#### [TASK]
Given the material below, output exactly the lines from the line with "This PR forces" to the line with "PR #276, opened 2019-03-05", both ends included, and no other lines.

#### [DATASET RECORDS]
PR #238, opened 2019-02-12
Use parameter definition order for Python 3.6+

jlstevens:
Since Python dictionaries preserve order since 3.6 (and it became part of the CPython spec in 3.7), you no longer have to use parameter precedence to order your widgets as they can appear in definition order. This PR implements this behavior for Python 3.6+.

### DIFF
--- a/panel/param.py
+++ b/panel/param.py
@@ -359,7 +359,8 @@ class Param(PaneBase):
                     if ((p.precedence is None) or (p.precedence >= self.display_threshold))]
         groups = itertools.groupby(filtered, key=key_fn)
         # Params preserve definition order in Python 3.6+
-        dict_ordered = sys.version_info.major == 3 and sys.version_info.minor >= 6
+        dict_ordered_py3 = (sys.version_info.major == 3 and sys.version_info.minor >= 6)
+        dict_ordered = dict_ordered_py3 or (sys.version_info.major > 3)
         ordered_groups = [list(grp) if dict_ordered else sorted(grp) for (k,grp) in groups]
         ordered_params = [el[0] for group in ordered_groups for el in group]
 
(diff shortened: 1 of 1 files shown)


jlstevens:
@philippjfr I think this is ready to merge once the tests pass.

panel/param.py
```diff
@@ -357,8 +358,10 @@ def _get_widgets(self):
         filtered = [(k,p) for (k,p) in sorted_precedence
                     if ((p.precedence is None) or (p.precedence >= self.display_threshold))]
         groups = itertools.groupby(filtered, key=key_fn)
-        sorted_groups = [sorted(grp) for (k,grp) in groups]
-        ordered_params = [el[0] for group in sorted_groups for el in group]
+        # Params preserve definition order in Python 3.6+
+        ordered_params = sys.version_info.major == 3 and sys.version_info.minor >= 6
+        ordered_groups = [list(grp) if ordered_params else sorted(grp) for (k,grp) in groups]
+        ordered_params = [el[0] for group in ordered_groups for el in group]
```
jbednar: One more change: it's confusing to use ordered_params as both the boolean flag and as the set of ordered params.  Maybe rename the first one to `params_already_ordered`?

panel/param.py
```diff
@@ -357,8 +358,10 @@ def _get_widgets(self):
         filtered = [(k,p) for (k,p) in sorted_precedence
                     if ((p.precedence is None) or (p.precedence >= self.display_threshold))]
         groups = itertools.groupby(filtered, key=key_fn)
-        sorted_groups = [sorted(grp) for (k,grp) in groups]
-        ordered_params = [el[0] for group in sorted_groups for el in group]
+        # Params preserve definition order in Python 3.6+
+        ordered_params = sys.version_info.major == 3 and sys.version_info.minor >= 6
```
philippjfr: Since Guido says Python 4.0 will be the version after 3.9, let's include >=4.x here.

panel/param.py
philippjfr: I'd go with ``if dict_ordered``.

jlstevens: Fixed in 791778d

panel/param.py
jlstevens: Fixed in ec923e7

philippjfr:
Thanks for making the requested changes.

PR #250, opened 2019-02-22
Allow embedding app state

philippjfr:
This allows exporting panel objects with embedded state, much like a HoloMap in HoloViews. This works by searching for all widgets which define a fixed set of options, taking their cross-product,  evaluating the widget values and recording the corresponding app state. The app state can then be replayed by applying the state to the document whenever a widget value changes.

Here is a demo of some embedded state: https://anaconda.org/philippjfr/state_embed/notebook


panel/holoviews.py
```diff
@@ -210,7 +210,6 @@ def widgets_from_dimensions(cls, object, widget_types={}, widgets_type='individu
                 widgets.append(widget)
         if widgets_type == 'scrubber':
             widgets = [Player(length=nframes)]
-        print(widgets)
```
jbednar: Oops!

panel/util.py
```diff
@@ -290,6 +296,91 @@ def add_to_doc(obj, doc, hold=False):
...
+    restore = [w.value for w, _, _ in values]
+    init_vals = [m.value for _, m, _ in values]
+    cross_product = list(product(*[vals[::-1] for _, _, vals in values]))
+
+    if len(cross_product) > max_states:
+        raise RuntimeError('The cross product of different application '
+                           'states is too large to explore (N=%d), either reduce '
+                           'the number of options on the widgets or increase '
+                           'the max_states specified on static export.' %
+                           len(cross_product))
```
jbednar: Is there any hope that exceeding the max_states would be a warning rather than an error, such that instead of aborting Panel decimates the widget options included (at least the numeric ones) until max_states is satisfied?

PR #251, opened 2019-02-23
Minor fixes to docs and website

jbednar:
The Installation section on http://panel.pyviz.org was being formatted at the wrong level:

image

Also cleaned up some wording and clarified in the intro that there are three completely different ways of using Panel, and that users should pick one of them for any particular application.

### DIFF
--- a/doc/index.rst
+++ b/doc/index.rst
@@ -6,10 +6,9 @@
 A high-level app and dashboarding solution for Python
 -----------------------------------------------------
 
+Panel is an `open-source <https://github.com/pyviz/panel/blob/master/LICENSE.txt>`_ Python library that lets you create custom interactive web apps and dashboards by connecting user-defined widgets to plots, images, tables, or text.
 
-Panel is an `open-source <https://github.com/pyviz/panel/blob/master/LICENSE.txt>`_ Python library.  
-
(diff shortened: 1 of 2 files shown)


doc/index.rst
```diff
@@ -21,16 +20,11 @@ Panel makes it simple to make:
...
+Panel lets you move the same code freely between an interactive `Jupyter Notebook <http://jupyter.org>`__ prompt and a fully deployable standalone server.  That way you can easily switch between exploring your data, building visualizations, adding custom interactivity, sharing with non-technical users, and back again at any point, using the same tools and the same code throughout. Panel thus helps support your entire workflow, so that you never have to commit to only one way of using your data and your analyses, and don't have to rewrite your code just to make it usable in a different way.
 
-Some example Panel apps: (click on the title to see the code in each case)
+Some example Panel apps: (Click on the title to see the code, or the image to deploy on mybinder if it has resources available.)
```
philippjfr: The errors are not actually related to resources I think it's a race condition between the binder starting bokeh server and the client connecting to it, but I'm okay not explaining that and eventually replacing binder with AE or AWS deployments.

philippjfr:
Looks good, made one small comment but we can just gloss over that if you want.

doc/index.rst
jbednar: Sure. I was trying to think of a sufficiently vague way to say that errors should be expected, without getting into details. :-) I'll merge as-is, but if you can think of a short way to explain the issue better, please do! (And if you can think of a way to avoid the race condition, that would be even better!)

PR #258, opened 2019-03-01
Improved behavior for fixed widths and heights

philippjfr:
This PR forces a fixed height to be respected if specified either by setting sizing_mode='fixed' or by setting the corresponding `min_width` or `min_height` property at the same time.

Fixes https://github.com/pyviz/panel/issues/23


jsignell:
Fixes the issue I was seeing locally thanks!

PR #276, opened 2019-03-05
Refactored server handling

philippjfr:
This PR refactors the server handling such that all existing methods that start a bokeh server simply call the new ``Viewable.get_server`` method and then publish the server session in different ways. This also means that we now take full control over embedding servers inline in the notebook, which makes it possible to automatically clean up server sessions as cells are deleted or re-executed.

Depends on new versions of both the JLab extension and pyviz_comms: https://github.com/pyviz/pyviz_comms/pull/28

### DIFF
--- a/panel/__init__.py
+++ b/panel/__init__.py
@@ -4,6 +4,9 @@ import sys
 
 import param as _param
 from bokeh.document import Document as _Document
+from pyviz_comms import (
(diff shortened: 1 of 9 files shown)


philippjfr:
Fixes https://github.com/pyviz/panel/issues/231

#### [YOUR RESPONSE]
This PR forces a fixed height to be respected if specified either by setting sizing_mode='fixed' or by setting the corresponding `min_width` or `min_height` property at the same time.

Fixes https://github.com/pyviz/panel/issues/23


jsignell:
Fixes the issue I was seeing locally thanks!

PR #276, opened 2019-03-05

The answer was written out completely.